Collected data entries:
-- Opening Marker --
PR #754, opened 2023-01-27
Report feature event w/o value

hmstepanek:
# Overview
Report the feature event w/o the raw value if `machine_learning.inference_event_value.enabled` is False.

### DIFF
--- a/tests/mlmodel_sklearn/test_feature_events.py
+++ b/tests/mlmodel_sklearn/test_feature_events.py
@@ -18,6 +18,7 @@ import numpy as np
 import pandas
 from _validate_custom_events import validate_custom_events
 from testing_support.fixtures import (
+    override_application_settings,
     reset_core_stats_engine,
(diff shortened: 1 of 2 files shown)


tests/mlmodel_sklearn/test_feature_events.py
```diff
@@ -412,3 +413,47 @@ def _test():
...
+        }
+    },
+]
+
+
+@reset_core_stats_engine()
+@override_application_settings({"machine_learning.inference_event_value.enabled": False})
+def test_does_not_include_value_when_inference_event_value_enabled_is_false():
+    @validate_custom_events(numpy_str_recorded_custom_events_no_value)
+    @validate_custom_event_count(count=2)
```
umaannamalai, line 444: Just noting that I will update this test once the label event PR is merged since this test will then need to account for the label events in the overall expected count.

umaannamalai (approved):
-- Closing Marker --
- [Directions for this task] Find every line in the records above that holds the word "from", and copy each one.

- [Solution to this problem]
 from _validate_custom_events import validate_custom_events
 from testing_support.fixtures import (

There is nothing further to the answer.